I. Les origines de la « statuomanie »

1. Les grands hommes : une notion novatrice

Sous l’Ancien Régime, la ville est faiblement ornée de statuaire publique. Les allégories sont les plus fréquentes dans l’espace urbain. Le privilège d’être statufié dans la cité est réservé aux dirigeants, aux héros militaires et aux saints.

La Révolution de 1789 marque un changement brutal. Le pays jusqu’alors dirigé par un monarque devient une République. Le peuple souhaite alors illustrer cette nouveauté en effaçant en premier lieu les marques du pouvoir monarchique. Les rares monuments publics tombent, principalement les effigies royales.
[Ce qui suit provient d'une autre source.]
PR #850, opened 2022-11-03
Reenable multithreading tests

vyasr:
## Description

Tests of multithreaded support for synced collections were added as part of the development effort. The tests were generally reliable, but we saw sporadic failures on Windows for unknown reasons, so they were marked as conditionally expected to fail on Windows (but done so incorrectly, see below). The tests were changed to be unconditionally `xfail`ed due to development difficulties in #777. This PR adds them back in with a more target scope for skipping. This change also allows us to enable `xfail_strict` in our testing.

## Motivation and Context

I finally have access to a Windows machine myself, so I looked into these again this morning. I cannot reproduce the failures locally on WSL no matter what I try (with/without pytest-xdist, many repetitions with pytest-repeat, etc), but I _can_ reproduce the failures in normal Windows. The error is consistently a `PermissionError` encountered in the `os.replace` call. There is a [Python bug clearly indicating that Python intentionally avoids documenting such incompatibilities, but that this is a known problem with `os.replace` in multithreaded settings on Windows due to the underlying filesystem instruction](https://bugs.python.org/issue46003). As such, we should not expect this to work on Windows, and the original exclusion Windows-based `skip` prior to #777 is correct, not the current blanket `xfail`.

[Our previous thread justifying the change in testing behavior](https://github.com/glotzerlab/signac/pull/777#discussion_r901175366) identified that there was a bug in our old filtering. We were using `"win" in platform.python_implementation()` as a way to identify whether we were on Windows, and using that to determine whether or not to run the tests. `platform.python_implementation()` indicates what _Python_ implementation we are using (CPython, Jython, PyPy, etc), not the operating system, so this filter was clearly incorrect. However, the other claim in that thread is also obviously false:
> Apparently this was getting WINDOWS = True because of that bug, and hiding failures on other platforms too:

At the time we ran tests on Pypy and CPython, and both `"win" in "CPython"` and `"win" in PyPy` are always `False`, not always `True`. The effect of this error therefore could not have been to hide failures on non-Windows platforms, all it could have done is run tests on Windows that we expected to fail. Therefore, my suspicion is that what was observed in that PR were only Windows-specific errors. There were additional reports of failures in #776, but they appear to have been scattered among various other failures that occurred during the CI transition, so it is unclear whether we ever had reliable examples of failures on other operating systems.

This PR reenables these tests on the platforms where we should expect them to succeed. Given the upcoming release of signac 2.0, if we start seeing failures in these tests again we should reinvestigate our claims of multithreading support. The tests don't affect any behavior that signac relies on, only otherwise unused features of synced collections, so this is mostly relevant for documenting synced collections when we split those into a separate package post 2.0. 

## Checklist:


vyasr:
I'm happy to rerun tests on this PR a few times to see if we can reproduce the failures again before we merge.

signac/_synced_collections/backends/collection_json.py
```diff
@@ -116,6 +117,16 @@ def json_attr_dict_validator(data):
 """
 
 
+class _IsWindows:
+    """A truthy type that is False on Windows and True otherwise."""
```
csadorf, line 121: Shouldn't it be the other way round? "_IsWindows" should be `True` on Windows and `False` otherwise?

signac/_synced_collections/backends/collection_json.py
```diff
@@ -116,6 +117,16 @@ def json_attr_dict_validator(data):
...
+
+    def __bool__(self):
+        if sys.platform.startswith("win32") or sys.platform.startswith("cygin"):
+            return False
+        else:
+            return True
```
csadorf, line 127: Assuming it should be `True` on windows and I think there is a typo:
```suggestion
        return sys.platform.startswith("win32") or sys.platform.startswith("cygwin"):
```

signac/_synced_collections/backends/collection_json.py
```diff
@@ -145,10 +158,17 @@ class JSONCollection(SyncedCollection):
...
+    This class is _not_ thread safe on Windows. It relies on ``os.replace`` for
+    atomic file writes, and that method can fail in multithreaded situations if
+    open handles exist to the destination file withiin the same process on a
+    different thread. See https://bugs.python.org/issue46003 for more
+    information.
     """
 
     _backend = __name__  # type: ignore
-    _supports_threading = True
+    _supports_threading = _IsWindows()  # type: ignore
```
csadorf, line 171:
```suggestion
    _supports_threading = not _IsWindows()  # type: ignore
```

tests/test_synced_collections/test_json_buffered_collection.py
```diff
@@ -23,6 +24,8 @@
 )
 from signac._synced_collections.errors import BufferedError, MetadataError
 
+WINDOWS = sys.platform.startswith("win32") or sys.platform.startswith("cygin")
```
csadorf, line 27: Minor suggestion for a better variable name and fix a typo:
```suggestion
ON_WINDOWS = sys.platform.startswith("win32") or sys.platform.startswith("cywgin")
```

tests/test_synced_collections/test_json_collection.py
```diff
@@ -15,6 +16,8 @@
     JSONList,
 )
 
+WINDOWS = sys.platform.startswith("win32") or sys.platform.startswith("cygin")
```
csadorf, line 19: Minor suggestion for a better variable name and fix a typo:
```suggestion
ON_WINDOWS = sys.platform.startswith("win32") or sys.platform.startswith("cygin")
```

signac/contrib/job.py
```diff
@@ -131,10 +131,16 @@ def _save(self):
...
+        # support. The sequence of operations here is imoprtant since changing
+        # the filename updates the lock id.
+        if type(self)._threading_support_is_active:
+            old_lock_id = self._lock_id
+
         self._filename = job._statepoint_filename
-        type(self)._locks[self._lock_id] = type(self)._locks.pop(old_lock_id)
+
+        if type(self)._threading_support_is_active:
+            type(self)._locks[self._lock_id] = type(self)._locks.pop(old_lock_id)
```
csadorf, line 143: This segment feels like implementation details of the base class are leaking here. Maybe this could be abstracted into a classmethod in the base class? That would also make direct class attribute access via `type(...)` unnecessary. What do you think?

csadorf (changes requested):

signac/_synced_collections/backends/collection_json.py
vyasr: I think I've been spending too much time in compiled languages and so I created `_IsWindows` just to have something that would be very obviously something evaluated at "runtime". In practice I don't know that this adds any extra clarity and just increases boilerplate. What if I just inlined
```
_supports_threading = not ( sys.platform.startswith("win32") or sys.platform.startswith("cygin"))
```
Then your previous two comments also become moot.

signac/contrib/job.py
vyasr: I agree. I've moved this logic into a property setter for `filename` in `JSONCollection`, which is the most appropriate location since that class is where the `filename`<-->`lock` relationship is established.

signac/_synced_collections/backends/collection_json.py
vyasr: See the discussion below.

signac/_synced_collections/backends/collection_json.py
vyasr: See below.

setup.cfg
```diff
@@ -34,6 +34,7 @@ omit =
 	*/signac/common/configobj/*.py
 
 [tool:pytest]
+xfail_strict = True
```
csadorf, line 37: I consider this a rather drastic change in the behavior of the overall test suite. Should we consider to apply this a bit more granular, i.e., use `strict=True` where this is relevant?

signac/_synced_collections/backends/collection_json.py
```diff
@@ -227,6 +251,7 @@ def _lock_id(self):
         "registry",
         # These keys are specific to the JSON backend.
         "_filename",
+        "filename",
```
csadorf, line 254: Is this a sneaky bug fix? A property with the same name existed before, right?

signac/_synced_collections/backends/collection_json.py
csadorf: I think having a dedicated private constant for this makes sense and makes the code more readable and overall more consistent. We could reuse that variable also in the tests, no?

signac/contrib/job.py
csadorf: Great, thanks.

signac/_synced_collections/backends/collection_json.py
vyasr: Yes, the property existed but was unused. I must have originally just added it for completeness. The bug fix is actually needed now since we are making use of the property, otherwise I would not have noticed.

setup.cfg
vyasr: Actually, wanting to enable this was my original goal and what made me remember that these multithreaded tests had been xfailed. IMO setting this can only be a good thing because it forces us to immediately deal with changes that incidentally and unexpectedly fix a bug or change behaviors in other unexpected ways that we only catch because a test suddenly starts xpassing. The value of `strict` passed to the decorator supersedes the value in the file, so I would rather have `xfail_strict=True` configured here and then manually mark with `strict=False` cases where for whatever reason we actually need to allow xfails, for instance because a test is flaky. I would prefer to force developers to jump through hoops in order to enable flaky tests.

bdice: I'm +1 for making the change at a global level, but I would be okay with doing it in a separate PR, or at least adding a separate changelog line to indicate this.

bdice (approved):
Thank you for tracking this down and citing the Python bug. This looks like an appropriate fix to me.

signac/_synced_collections/backends/collection_json.py
vyasr: We could. I wouldn't want to leak a constant like that into our public API, but that's the sort of gray area where I would be OK with importing internals into tests I suppose.

vyasr: Done.

bdice:
@csadorf @vyasr I'll let you two sort out the rest of this PR and merge it. I'm going to focus on a few other items for 2.0.

signac/_synced_collections/backends/collection_json.py
vyasr: I lied, this wasn't necessary before because the property was only gettable, not settable. The `__getattr__` override is only triggered when the attribute already exists (unlike `__setattr__`), so a property without a setter avoids this problem unless it is also accessed directly in the implementation of `__getitem__` (which is really only `_data`).

setup.cfg
csadorf: No need for separate PR IMO (albeit cleaner), but +1 for dedicated changelog entry.

csadorf (approved):
Good to go! :)

bdice:
@vyasr Excluding both `win32` and `cygwin` was correct. I tested it locally and reverted my previous changes. I will automerge this PR.

PR #851, opened 2022-11-06
Remove old tests

vyasr:
## Description

This PR removes some tests that are no longer relevant:
- test_jsondict.py: This test module was written to test the old JSONDict class. When we swapped in the `synced_collections` implementation, we aliased it into the old name used in signac to avoid making a breaking change, which resulted in these tests continuing to run and pass silently. These tests are entirely redundant now and can be removed.
- `host_config_test(s)?.sh` These test files were used to test signac features around managing hosts for MongoDB that have been removed on master now and will no longer exist in signac 2.0.

## Motivation and Context

Cleanup for 2.0.

## Checklist:


vyasr:
At the moment, `signac.buffered` is an alias for `BufferedJSONDict.buffer_backend`, which is tested much more extensively in `test_synced_collections/test_json_buffered_collection.py`. That said, I have left `test_buffered_mode.py` in place at the moment since one could argue that we might eventually introduce buffering at the signac layer that is beyond what is provided by `synced_collections`. I'll leave it up to reviewers to decide whether I should remove `test_buffered_mode.py` as well. My thought is that if we remove the test, we should also consider whether the `signac.buffered` API makes sense or if we should remove that as well and force users to interact directly with the underlying `synced_collections` method going forward. IMO that would be a cleaner solution, except that we probably still want some sort of signac-specific method that insulates users from the choice of resource since we may make that configurable one day. That decision is probably out of scope for this PR, though.

bdice (approved):

PR #854, opened 2022-11-06
Move _collect_by_type to project.py

vyasr:
## Description

Moves the `_collect_by_type` function from schema.py to project.py

## Motivation and Context

Addresses and open TODO.

## Checklist:


signac/contrib/project.py
```diff
@@ -50,6 +51,26 @@
 JOB_ID_REGEX = re.compile(f"[a-f0-9]{{{JOB_ID_LENGTH}}}")
 
 
+def _collect_by_type(values):
```
bdice, line 54: This function is only called once. Can we just define it inline in `detect_schema`?

bdice: Only a short docstring would be needed for an inline function definition.

vyasr: We could. It doesn't use any local state for that function and is well-defined as a standalone so I figured we would save the overhead of redefining it on call, but I can change it if you feel strongly.

vyasr: I mean, it's an internal function so I'd be fine deleting the docstring either way. I left it because I thought you would want to see a docstring 😄

bdice: Nah, the docstring was added just to make pydocstyle happy. Not required for functions defined in functions though, iirc.

bdice: There's probably no meaningful overhead here since we don't call `detect_schema` that many times. I'll move this and then merge this PR.

bdice (approved):

PR #856, opened 2022-11-06
Update v2 migration logic.

bdice:
## Description
This PR makes v1 -> v2 schema migration logic a little more robust. I fixed a bug where the `[y/N]` prompt would disappear if the user pressed backspace. I also switched to using `os.path.join` because, unlike in the cases where we use `os.sep.join` internally, we don't need to sacrifice the checks that `os.path.join` does for speed. We typically put explanatory comments anywhere we use `os.sep.join` to be explicit about the performance needs, which are not relevant for the migration script.

(This does not require a changelog entry because the corresponding migration code has not yet been released.)

## Checklist:


signac/contrib/migration/v1_to_v2.py
```diff
@@ -19,6 +19,7 @@
 from signac.common import configobj
 from signac.common.config import _get_project_config_fn
 from signac.contrib.project import Project
+from signac.contrib.utility import _mkdir_p
```
bdice, line 22:
```suggestion
```

signac/contrib/migration/v1_to_v2.py
```diff
@@ -66,25 +65,27 @@ def _migrate_v1_to_v2(root_directory):
...
+        doc = BufferedJSONAttrDict(filename=fn_doc, write_concern=True)
+        doc["signac_project_name"] = cfg["project"]
     del cfg["project"]
     cfg.write()
 
     # Move signac.rc to .signac/config
     v1_fn = os.path.join(root_directory, "signac.rc")
     v2_fn = _get_project_config_fn(root_directory)
-    os.mkdir(os.path.dirname(v2_fn))
+    _mkdir_p(os.path.dirname(v2_fn))
```
bdice, line 80:
```suggestion
    os.mkdir(os.path.dirname(v2_fn))
```

bdice (commented):
I was considering using our `_mkdir_p` utility so that creating `.signac` would not raise if the directory already existed. However, I changed my mind. Raising if `.signac` exists is probably a good safeguard.

signac/contrib/migration/v1_to_v2.py
```diff
@@ -79,12 +81,10 @@ def _migrate_v1_to_v2(root_directory):
...
-        ".signac_shell_history": os.sep.join((".signac", "shell_history")),
-        ".signac_sp_cache.json.gz": os.sep.join(
-            (".signac", "statepoint_cache.json.gz")
-        ),
+        ".signac_shell_history": os.path.join(".signac", "shell_history"),
+        ".signac_sp_cache.json.gz": os.path.join(".signac", "statepoint_cache.json.gz"),
     }
     for src, dst in files_to_move.items():
-        src = os.sep.join((root_directory, src))
+        src = os.path.join(root_directory, src)
```
vyasr, line 88: I'm fine making the switch, but to be clear we also don't benefit from the extra checks in this case since we control the inputs.

signac/common/config.py
```diff
@@ -52,8 +52,8 @@ def _raise_if_older_schema(root):
         raise IncompatibleSchemaVersion(
             "The signac schema version used by this project is "
             f"{schema_version}, but signac {__version__} requires "
-            f"schema version {SCHEMA_VERSION}. Try running python -m "
-            "signac migrate."
+            f"schema version {SCHEMA_VERSION}. Try running 'python -m "
+            "signac migrate'."
```
vyasr, line 56: I'm going to undo this change because it implies a consistency in our formatting of this stuff that isn't there right now (for example [here's one message](https://github.com/glotzerlab/signac/blob/master/signac/__main__.py#L1285), and [here's another](https://github.com/glotzerlab/signac/blob/master/signac/contrib/project.py#L849)). I'm fine with standardizing the code snippets in our messages across the code base, but we should do so consistently in a separate PR.

vyasr, line 56:
```suggestion
            f"schema version {SCHEMA_VERSION}. Try running python -m "
            "signac migrate."
```

vyasr (approved):

signac/contrib/migration/v1_to_v2.py
bdice: Right. It's just about not using a "performance hack" (which we previously decided needed a code comment for explanation in every instance it was used) where a more common function can do the job correctly.

signac/common/config.py
bdice: I just wanted to match this one, in the aim of standardization: https://github.com/glotzerlab/signac/blob/4079d0b1e1d5a85f0b3f54f95fe600eaf9838fc7/signac/contrib/project.py#L235

These two are effectively the same message, so it's weird to write the same message in two different ways even if the rest of the codebase has other messages that are styled differently.

bdice: @vyasr Would you be willing to make a PR with that standardization? The change you reverted was my attempt at moving in that direction. 🙃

De la politique humaniste de la République naissante émane un besoin de perpétuer la mémoire de grands hommes. Cette notion nourrie depuis le XVIIIème siècle, gagne en puissance pour s’épanouir pleinement au siècle suivant. Aux trois catégories de l’Ancien Régime s’ajoutent progressivement le génie littéraire et artistique, le politicien, le savant, l’explorateur, le bienfaiteur de l’humanité… Il faut exalter les mérites de l’individu et non plus la principauté ou l’aristocratie.

« L’idée qu’un homme ordinaire, qui ne participe ni de la sacralité religieuse, ni de la sacralité monarchique, puisse néanmoins être assez grand pour mériter cette espèce d’héroïsation, est par elle-même une idée humaniste […]. »169.

Les grands hommes deviennent alors des symboles, les nouveaux médiateurs à suivre en exemple. Ils sont la preuve d’une réussite et l’espoir d’un redressement.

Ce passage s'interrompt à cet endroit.